2.2.1. Unconfined Uniaxial Compressive Test

Cylindrical specimens were utilized to conduct the uniaxial compressive strength test on the loess samples. By compacting the remolded loess in a steel mold and then demolding, loess specimens required for unconfined compressive tests were prepared. The unconfined compressive strength test was performed under strain control employing an electro-hydraulic servo uniaxial compression machine, maintaining a loading rate of 1% per minute. The numerical value of the ultimate compressive strength was obtained for each specimen, and the average result for a group of specimens was recorded as the uniaxial compressive strength of that group. The specific procedures for the preparing and curing loess specimens for compressive testing are as follows:

• The sieved loess was subsequently dried in an oven over 24 hours at a temperature of 105 °C for. After allowing the loess to cool to room temperature, an appropriate amount of cement and water, or an equal volume of DAP solution, were added into the loess according to the optimal moisture content ratio and the mix proportions in Table 3. The mixture was thoroughly blended with water for at least 5-10 minutes to ensure a uniform blend.
• The mixed loess was then placed into a steel mold with dimensions of 50 mm by 100mm. The loess within the mold was compacted using an electric compactor, and the specimens were removed after their top and bottom surfaces were leveled. The number of compactions for the remaining groups of loess specimens was based on this standard to maintain the degree of compaction and ensure uniformity in the preparation of the specimens. After compaction, the dry density of the untreated loess specimens should achieve 1.72 g/cm³.
• To simulate the curing environment of a roadbed, the demolded cylindrical loess specimens were kept inside a curing chamber set to 23 degrees Celsius and 96% humidity. Five specimens were cured as a group for curing periods of 3 d, 7 d, 14 d, and 28 d. After curing, they were transferred to an oven and heated at 105 degrees Celsius until the weight remained constant before removal.

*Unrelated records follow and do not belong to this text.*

PR #2306, opened 2015-11-03
Update cli test suite to run the executable in a child process

dnephin:
This change allows us to re-use the test suite against other executables (like the one in libcompose).  It should also make it easier to test the behaviour of `run`, and support #2300


aanand:
Nice.

LGTM

Issue #1490, opened 2015-05-31
Console animations printed to the log files as new lines


ahmetalpbalkan:
I have a system that execs the `compose`command and that logs the output (stderr/stdout output streams redirected) to a log file.

Apparently the `docker up -d` is showing some image pull animations (obviously contains ANSI escape sequences to clear lines or delete chars) and when those get logged to the log file, I just see bunch of empty lines.

Not a big deal, mostly a cosmetics issue but wanted to bring up if it's easy to fix.

Output:

```
Creating compose307929553_blog_1...
Pulling image ghost:latest...
latest: Pulling from ghost






















ghost:latest: The image you are pulling has been verified. Important: image verification is a tech preview feature and should not be relied on to provide security.
Digest: sha256:b415d8cdf5aa809b95def3e122251b80fe6f99c557bd37ba9d7af2523089511a
Status: Downloaded newer image for ghost:latest
Creating compose307929553_cache_1...
Pulling image memcached:latest...
latest: Pulling from memcached










memcached:latest: The image you are pulling has been verified. Important: image verification is a tech preview feature and should not be relied on to provide security.
Digest: sha256:61a047af4f93bf3750658197594e5145beadf02f1236b411034b9ce6cfa61140
Status: Downloaded newer image for memcached:latest
```

dnephin:
Is this on windows?

ahmetalpbalkan:
@dnephin nope. This is linux. I'm just running `docker-compose` through Go (`os/exec.Command#CombinedOutput`) and in the output I'm getting I see those empty lines in the returned data.

PR #2311, opened 2015-11-03
Removed unneeded newlines on docker-compose pull with no tty

yvespp:
"docker-compose pull &> test.log" would print a lot of newlines, this pull request fixes this.

old output:

    (env)lodur:compose yves$ docker-compose -f ../../../../../../compose.yaml pull  &> test.log
    (env)lodur:compose yves$ cat test.log 
    Pulling redis (redis:latest)...
    latest: Pulling from library/redis
    
    
    
    
    
    
    
    
    
    
    
    
    
    
    
    
    
    Digest: sha256:cef5e2b2218eec7f2619bc115e69207c2a222d265ca6dc8e8f97b5a454f3510b
    Status: Image is up to date for redis:latest

new output:

    (env)lodur:compose yves$ docker-compose -f ../../../../../../compose.yaml pull  &> test.log
    (env)lodur:compose yves$ cat test.log 
    Pulling redis (redis:latest)...
    latest: Pulling from library/redis
    Digest: sha256:cef5e2b2218eec7f2619bc115e69207c2a222d265ca6dc8e8f97b5a454f3510b
    Status: Image is up to date for redis:latest

### DIFF
--- a/compose/progress_stream.py
+++ b/compose/progress_stream.py
@@ -14,8 +14,14 @@ def stream_output(output, stream):
 
     for event in utils.json_stream(output):
         all_events.append(event)
+        is_progress_event = 'progress' in event or 'progressDetail' in event
 
-        if 'progress' in event or 'progressDetail' in event:
+        if not is_progress_event:
+            print_output_event(event, stream, is_terminal)
+            stream.flush()
+
+        # if it's a progress event and we have a terminal, then display the progress bars
+        elif is_terminal:
             image_id = event.get('id')
             if not image_id:
                 continue
@@ -27,17 +33,16 @@ def stream_output(output, stream):
                 stream.write("\n")
                 diff = 0
 
-            if is_terminal:
-                # move cursor up `diff` rows
-                stream.write("%c[%dA" % (27, diff))
+            # move cursor up `diff` rows
+            stream.write("%c[%dA" % (27, diff))
 
-        print_output_event(event, stream, is_terminal)
+            print_output_event(event, stream, is_terminal)
 
-        if 'id' in event and is_terminal:
-            # move cursor back down
-            stream.write("%c[%dB" % (27, diff))
+            if 'id' in event:
+                # move cursor back down
+                stream.write("%c[%dB" % (27, diff))
 
-        stream.flush()
+            stream.flush()
 
     return all_events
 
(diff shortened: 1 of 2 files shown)


dnephin:
Fixes #1490

compose/progress_stream.py
```diff
@@ -27,15 +30,18 @@ def stream_output(output, stream):
...
+            if 'id' in event:
+                # move cursor back down
+                stream.write("%c[%dB" % (27, diff))
 
-        if 'id' in event and is_terminal:
-            # move cursor back down
-            stream.write("%c[%dB" % (27, diff))
+        # print all other events
+        elif not is_progress_event:
+            print_output_event(event, stream, is_terminal)
```
dnephin: To make this a bit easier to read, and remove the need for the second check of `is_progress_event`, could we switch this around and do:

```python

if not is_progress_event:
    print_output_event(event, stream, is_terminal)
    continue

# The rest of the logic below here
...

```

dnephin:
Thanks for the PR! I think this will fix the issue, but could use a new test case in `tests/unit/progress_stream_test.py`.

Don't worry about he appveyor failure, it's unrelated to your branch.

It would also be good to squash these commits into a single commit.

yvespp:
Merged the commits, changed the if and added tests.

dnephin:
LGTM

compose/progress_stream.py
```diff
@@ -14,8 +14,14 @@ def stream_output(output, stream):
...
         all_events.append(event)
+        is_progress_event = 'progress' in event or 'progressDetail' in event
 
-        if 'progress' in event or 'progressDetail' in event:
+        if not is_progress_event:
+            print_output_event(event, stream, is_terminal)
+            stream.flush()
+
+        # if it's a progress event and we have a terminal, then display the progress bars
+        elif is_terminal:
```
dnephin: I took another look at this with @aanand 

I think by making this a couple of guard statements it would be slightly easier to understand. How about this:

```python
if not is_progress_event:
    ...
   continue

if not is_terminal:
    continue

...
```

That way the rest of the logic is outside of the if/elif block

dnephin:
Thanks for the PR and fix!

We merged this in #2371 after rebasing

PR #2314, opened 2015-11-04
Fix `up` "requires build" error

### LINKED ISSUE #1679: docker-compose up assumes --no-build
It seems if I try to run docker-compose up with a yml that uses `build: .` and the image does not already exist, it acts like  --no-build is passed.

This is on version 1.3.1

dnephin:
Fixes #1679


aanand:
LGTM

PR #2325, opened 2015-11-04
Fix jenkins CI

dnephin:
by using an older docker version to match the host


dnephin:
appveyor is still broken, but this fixes jenkins at least

shin-:
lgtm!

PR #2526, opened 2015-12-10
Ignore extra coverage files

dnephin:
Ignore extra coverage files that are created because we run acceptance tests in a subprocess.

These files have the process id in their name, so they wont be removed by the normal coverage cleanup on each run.

Now doing the cleanup as part of the normal `./script/clean`

### DIFF
--- a/.gitignore
+++ b/.gitignore
@@ -1,6 +1,6 @@
 *.egg-info
 *.pyc
-/.coverage
+.coverage*
 /.tox
 /build
 /coverage-html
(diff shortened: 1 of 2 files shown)


aanand:
Seems to make Windows unhappy :/

dnephin:
Ya, using find isn't going to work.  I've changed this PR to instead just `.gitignore` the files, and have `./script/clean` remove them

aanand:
LGTM

PR #2527, opened 2015-12-10
Fix dns and dns_search when used strings and without extends.

### LINKED ISSUE #2515: ERROR: json: cannot unmarshal string into Go value of type []string
Software versions:
```bash
$ docker-compose -v
docker-compose version 1.5.2, build 7240ff3
$ docker -v
Docker version 1.9.1, build a34a1d5
```

compose.yml:

```yml
mycont:
  #tty: true
  #entrypoint: /sbin/init
  env_file: ".env"
  build: "."
  container_name: "mycont"
  domainname: "example.lab"
  hostname: "mycont"
  dns: "192.168.128.3"
  dns_search: "example.lab"
  restart: "always"
  expose:
    - "389"
    - "80"
  extra_hosts:
    - "ldap.example.lab:192.168.1.10"
    - "ldap:192.168.1.10"
    - "tgnpdc:192.168.1.10"
  # http://blog.oddbit.com/2014/08/11/four-ways-to-connect-a-docker/
  net: "bridge"
  ports:
    - "389:389"
    - "80:80"
```

Error:

```bash
$ docker-compose up -d
Recreating 177deb9c24_177deb9c24_177deb9c24_177deb9c24_177deb9c24_177deb9c24_177deb9c24_177deb9c24_177deb9c24_177deb9c24_177deb9c24_177deb9c24_177deb9c24_177deb9c24_177deb9c24_mycont
ERROR: json: cannot unmarshal string into Go value of type []string
```

I suspect that this is because latest updates installed.

dnephin:
Fixes #2515

### DIFF
--- a/tests/unit/config/config_test.py
+++ b/tests/unit/config/config_test.py
@@ -535,6 +535,23 @@ class ConfigTest(unittest.TestCase):
             }))
         assert "which is an invalid type" in exc.exconly()
 
+    def test_normalize_dns_options(self):
+        actual = config.load(build_config_details({
+            'web': {
+                'image': 'alpine',
+                'dns': '8.8.8.8',
+                'dns_search': 'domain.local',
+            }
+        }))
+        assert actual == [
+            {
+                'name': 'web',
+                'image': 'alpine',
+                'dns': ['8.8.8.8'],
+                'dns_search': ['domain.local'],
+            }
+        ]
+
 
 class PortsTest(unittest.TestCase):
     INVALID_PORTS_TYPES = [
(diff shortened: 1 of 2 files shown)


tests/unit/config/config_test.py
```diff
@@ -1080,8 +1097,8 @@ def test_resolve_environment_nonexistent_file(self):
                 {'foo': {'image': 'example', 'env_file': 'nonexistent.env'}},
                 working_dir='tests/fixtures/env'))
 
-            assert 'Couldn\'t find env file' in exc.exconly()
-            assert 'nonexistent.env' in exc.exconly()
+        assert 'Couldn\'t find env file' in exc.exconly()
+        assert 'nonexistent.env' in exc.exconly()
```
dnephin: These assertions weren't running because they were in the `with` block. I noticed this while looking around to make sure we had a test that covered the case where `env_file` was a string (this test covers it).

aanand:
LGTM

Based on the compaction test results of the loess obtained using an electric compactor, the best moisture level for the remolded loess was measured to be 16±0.5%, with the maximum dry density of the untreated loess specimens reaching 1.72 g/cm³. The void ratio, measured by saturation and drying methods, was found to be within the range of 0.54-0.55.

2.2.2. Permeability Test

To investigate the permeability coefficient changes of modified and remolded loess, variable head permeability tests were conducted. Based on the optimal moisture content, loess flow specimens were prepared:

• Both untreated loess (control group) and loess treated with cement/DAP were compressed using an electric compactor to achieve maximum dry density. Subsequently, ring samples were extracted from the compressed specimens. These ring samples were subsequently stored in a conditioning room for a specified age.
• The ring samples were inserted into the container of saturation permeameter, sealed, and connected to a water head. The water was drained until no bubbles were observed in the overflow water. The permeability coefficient test was conducted when the sample saturation exceeded 0.95.
• At ambient room temperature, the time interval was recorded for the water level’s descent from 90 cm to 70 cm. After each measurement, the water head was raised back to the specified height for another measurement. This process was repeated no less than five times. When the inflow and outflow rates stabilized and showed consistency, the calculated permeability coefficient was determined to represent the saturated permeability coefficient.

The formula for calculating the loess’s saturated permeability coefficient k_T is:

$$k_{\mathrm{T}}=2.3\frac{aL}{A\left(t_1-t_2\right)}\mathrm{l}\mathrm{g}\frac{H_1}{H_2}$$

(2)

In the formula, k_T represents the saturated permeability coefficient (cm/s); a denotes the cross-sectional area of the tube (cm²); A symbolizes the cross-sectional area of the permeameter (cm²); L is the distance traveled by the water, equivalent to the specimen’s height (cm); t₁ and t₂ are respectively the initial and final times of the water head readings (s); H₁ and H₂ are the water heads at the start and end times, respectively (m).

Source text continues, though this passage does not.